Items from a dataset
PR #58, opened 2020-07-13
Instantiating all Atlases from a single class

vigji:
1. As per the title
2. Some other minor refactoring and separations in list_atlases that @FedeClaudi might want to have a look to; now `get_downloaded_atlases()` return a list of actually downloaded atlases, and its old function is covered by `get_atlases_lastversions()` (happy to refactor that).
3. Improving coverage;
4. Improved code docs and docs consistency here and there;


FedeClaudi:
hey, 

That sounds good!
What's the motivation for having both `get_downloaded_atlases` and `get_atlases_lastversions`? As opposed to having only one function with the behaviour governed by a `kwarg`?

Did anything change with `show_atlases`?

vigji:
I would prefer to differentiate a purely locally working function such as downloaded atlas from somehing that requires remote fetching with internet connection

vigji:
And I will make sure that show_atlases behave the same

FedeClaudi:
makes perfect sense! It seems to be working fine :)

FedeClaudi:
Hey, 

This seems to fail just because the test `test_config_edit` expects to use the example atlas class. 
We should try to fix and merge, after that I can try working on https://github.com/brainglobe/bg-atlasapi/issues/57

▶ _Problem description_:
Please return a copy of each line in the entries that has the string "class".

▶ _Answer to the exercise_:
Instantiating all Atlases from a single class
This seems to fail just because the test `test_config_edit` expects to use the example atlas class. 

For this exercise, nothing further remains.